Los títulos de los hilos deben contener la palabra o frase consultadas (evite títulos tales como "favor de traducir", "cómo digo esto", "soy nuevo" y similares). 
*Al ofrecer una respuesta:*
Haga un intento razonable para verificar lo preciso de su respuesta. Si no está seguro de que su respuesta o su traducción sean precisas, por favor, dígalo.
*3. Be clear and provide context.*
*Asking questions:*
Be descriptive, specific, and succinct in your posts, to avoid misunderstandings.
Provide complete sentences and background information every time you ask a question. This allows us to understand your question and to help you better. Questions or answers with non-WR links must have a brief summary of the link's content—do not post "bare" links to external sites.
Thread titles must include all or part of the word/phrase being discussed. (Avoid phrases like "translation please", "how do I say this", "I'm new" and similar expressions.)
*Answering:*
Make a reasonable attempt to verify accuracy. If you are unsure of the accuracy of your information or translation, please say so.

*4. Respete la propiedad intelectual.*
No se permite el plagio. Ningún contenido protegido por derechos de autor puede ser introducido en los mensajes, excepto en los siguientes casos:
Se permite un uso razonable de poca cuantía (como una definición o dos) de los diccionarios. Se permiten citas y traducciones en prosa de hasta cuatro oraciones. Indique siempre cuál es la fuente.
No se permite insertar ningún archivo o enlace de audio ni vídeo sin autorización previa de un moderador.
Se permite citar y traducir hasta un máximo de cuatro versos de letras de canciones y poemas.
El contenido que no satisfaga estos requerimientos será eliminado sin excepción.
*4. Respect intellectual property.*
No plagiarized content is allowed. No copyrighted material may be inserted into posts except as indicated here:
Minor fair use excerpts (one or two) from dictionaries are permitted. Always acknowledge the source.
Quotes and translations of prose up to 4 sentences are permitted. No audio or video files or links may be inserted without prior moderator approval.
Song lyrics and verse may be quoted and translated, up to a maximum of 4 lines.
All forms of inserted content that do not meet these conditions will be removed without exception.

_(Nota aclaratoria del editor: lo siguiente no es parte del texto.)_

PR #2154, opened 2025-12-12
Support integration branch bisection for Fenix (Bug 1857026)

moztcampbell:
This improves support of Fenix and Focus by supporting bisection without the presence of build-info txt files on archive.mozilla.org. Instead of the text files, I use the existing JsonPushes modules to determine changeset based on build timestamp extracted from path names on archive.mozilla.org. With some small fixes to the FenixConfig, it is easy to support the Integration mixin and get proper pushlog support.

The current fenix builds use taskcluster routes called 'nightly' or 'nightly-simulation' that are roughly what we'd consider to be 'shippable' builds on desktop.

### DIFF
--- a/mozregression/fetch_build_info.py
+++ b/mozregression/fetch_build_info.py
@@ -20,7 +20,7 @@ from mozlog import get_proxy_logger
 from taskcluster.exceptions import TaskclusterFailure
 
 from mozregression.build_info import IntegrationBuildInfo, NightlyBuildInfo
-from mozregression.errors import BuildInfoNotFound, MozRegressionError
+from mozregression.errors import BuildInfoNotFound, EmptyPushlogError, MozRegressionError
 from mozregression.json_pushes import JsonPushes, Push
 from mozregression.network import retry_get, url_links
 
@@ -180,6 +180,29 @@ class ChangesetInfo:
                 return ChangesetInfo(changeset)
 
         return ChangesetInfo()
+
+    @staticmethod
+    def from_pushlog(archive_urls, fetch_config):
+        """
+        Use the json-pushes API of the source control server to lookup the
+        changeset using the build timestamp.
+        """
+        build_dt = fetch_config.get_nightly_timestamp_from_url(archive_urls.build_url)
+        branch = fetch_config.get_nightly_repo(build_dt.date())
+
+        try:
+            jpushes = JsonPushes(branch=branch)
+        except MozRegressionError:
+            LOG.info(f"Repo {branch} does not support json-pushes queries")
+            return ChangesetInfo()
+
+        try:
+            push = jpushes.push_by_timestamp(build_dt)[-1]
+        except EmptyPushlogError:
+            LOG.info(f"Unable to fetch push by timestamp for {build_dt}")
+            return ChangesetInfo()
+
+        return ChangesetInfo(push.changeset, jpushes.repo_url)
 
 
 @dataclass
--- a/mozregression/fetch_build_info.py
+++ b/mozregression/fetch_build_info.py
@@ -10,6 +10,7 @@ from __future__ import absolute_import
 
 import os
 import re
+from dataclasses import dataclass
 from datetime import datetime
 from threading import Lock, Thread
 
@@ -32,37 +33,7 @@ class InfoFetcher(object):
         self.build_regex = re.compile(fetch_config.build_regex())
         self.build_info_regex = re.compile(fetch_config.build_info_regex())
 
-    def _update_build_info_from_txt(self, build_info):
-        LOG.debug("Update build info from {}".format(build_info))
-        if "build_txt_url" in build_info:
-            build_info.update(self._fetch_txt_info(build_info["build_txt_url"]))
-
-    def _fetch_txt_info(self, url):
-        """
-        Retrieve information from a build information txt file.
-
-        Returns a dict with keys repository and changeset if information
-        is found.
-        """
-        LOG.debug("Fetching txt info from {}".format(url))
-        data = {}
-        response = retry_get(url)
-        for line in response.text.splitlines():
-            if "/rev/" in line:
-                repository, changeset = line.split("/rev/")
-                data["repository"] = repository
-                data["changeset"] = changeset
-                break
-        if not data:
-            # the txt file could be in an old format:
-            # DATE CHANGESET
-            # we can try to extract that to get the changeset at least.
-            matched = re.match(r"^\d+ (\w+)$", response.text.strip())
-            if matched:
-                data["changeset"] = matched.group(1)
-        return data
-
-    def find_build_info(self, changeset_or_date, fetch_txt_info=True):
+    def find_build_info(self, changeset_or_date):
         """
         Abstract method to retrieve build information over the internet for
         one build.
@@ -172,9 +143,57 @@ class IntegrationInfoFetcher(InfoFetcher):
         )
 
 
+@dataclass
+class ChangesetInfo:
+    """
+    Result of resolving changeset info for a nightly build.
+
+    These are generated during the fetch process and then turned into a
+    `BuildInfo` before being consumed elsewhere in the system. Some sample
+    providers are included, but the fetch config's `get_nightly_changeset`
+    can provide other behaviours.
+    """
+
+    changeset: str = None
+    repo_url: str = None
+
+    @staticmethod
+    def from_nightly_txt(archive_urls):
+        """
+        Lookup changeset info from .txt file on archive server if exists.
+        """
+        if archive_urls.build_txt_url:
+            LOG.debug("Fetching txt info from {}".format(archive_urls.build_txt_url))
+
+            response = retry_get(archive_urls.build_txt_url)
+            for line in response.text.splitlines():
+                if "/rev/" in line:
+                    repo_url, changeset = line.split("/rev/")
+                    return ChangesetInfo(changeset, repo_url)
+
+            # the txt file could be in an old format:
+            # DATE CHANGESET
+            # we can try to extract that to get the changeset at least.
+            matched = re.match(r"^\d+ (\w+)$", response.text.strip())
+            if matched:
+                changeset = matched.group(1)
+                return ChangesetInfo(changeset)
+
+        return ChangesetInfo()
+
+
+@dataclass
+class ArchiveBuildUrls:
+    """Result of scraping build folder on archive server."""
+
+    build_url: str
+    build_txt_url: str
+
+
 class NightlyInfoFetcher(InfoFetcher):
     def __init__(self, fetch_config):
         InfoFetcher.__init__(self, fetch_config)
+
         self._cache_months = {}
         self._lock = Lock()
         self._fetch_lock = Lock()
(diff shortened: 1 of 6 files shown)


mozregression/fetch_configs.py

*5. Estrictos límites en cuanto a traducción y trabajo escolar. No se admiten pedidos de revisión.*
En estos foros se responden preguntas específicas sobre textos. No se facilitan traducciones gratuitas. No se corrigen ni se reescriben textos. De ahí que la conversación debe centrarse en la palabra o frase del título del hilo. Se acepta texto adicional en el idioma original sólo como contexto; por favor, no lo incluya con la intención de que le sea traducido o revisado.
Sólo se suministrará ayuda con trabajo escolar si usted presenta primero su propio intento de traducción o interpretación. 
*5. Strict limits on translation and homework help. No proofreading.*
These forums respond to specific questions about text. They do not provide free translations. They do not provide proofreading and rewriting of texts. Thus, discussion should center on the word or phrase in the thread title. Additional source text is accepted only as context; please do not submit it for translation or proofreading.
Help with school-work will be given only if you post your own translation/interpretation first.

*6. Prohibición de publicidad y promoción.*
Ningún tipo de actividad promocional o publicitaria está permitida en los foros.
Nada que pueda ser considerado de algún modo promocional puede colocarse en los mensajes, avatares, nombres de usuario o firmas; lo que incluye pero no se limita a: declaraciones promocionales, direcciones de correo electrónico, dominios de Internet, enlaces o referencias a cualquiera de los anteriormente mencionados, o referencias a productos, servicios, ideologías, candidatos u organizaciones.
Queda a la sola discreción de WordReference y sus moderadores el determinar qué constituye publicidad o promoción.
*6. No Advertising or promotional activity.*
No promotional activity or advertising of any kind is permitted in the forum.
Nothing that is any way promotional may be placed in posts, avatars, user names or signatures, including but not limited to: promotional statements, e-mail addresses, URLs or links; or references to any of these; or references to products, services, ideologies, candidates or organizations.
It will be the sole discretion of WordReference and its moderators as to what constitutes an advertisement or promotion._


----------



## Bevj

*7. Sea amable y cortés.*
El hecho de que alguien no domine perfectamente un idioma no es motivo para tratarlo mal.
Siempre se agradece el uso de "Hola" y "Gracias".
Trate a los demás como desearía ser tratado.
_7. Be helpful and polite._
_If someone's Spanish, English, (or other language) isn't perfect, don't treat him/her badly._
_The use of "Hello", “Hi” and "Thank you" is always welcome.
Treat others in the way that you wish to be treated._

*8. Sea considerado.*
No sature un foro. Si usted abre muchos hilos, haga lo posible para asegurarse de que no aparezcan más de cinco al mismo tiempo en la primera pantalla de un mismo foro. Esto permite que los hilos abiertos por otros miembros reciban su cuota de atención.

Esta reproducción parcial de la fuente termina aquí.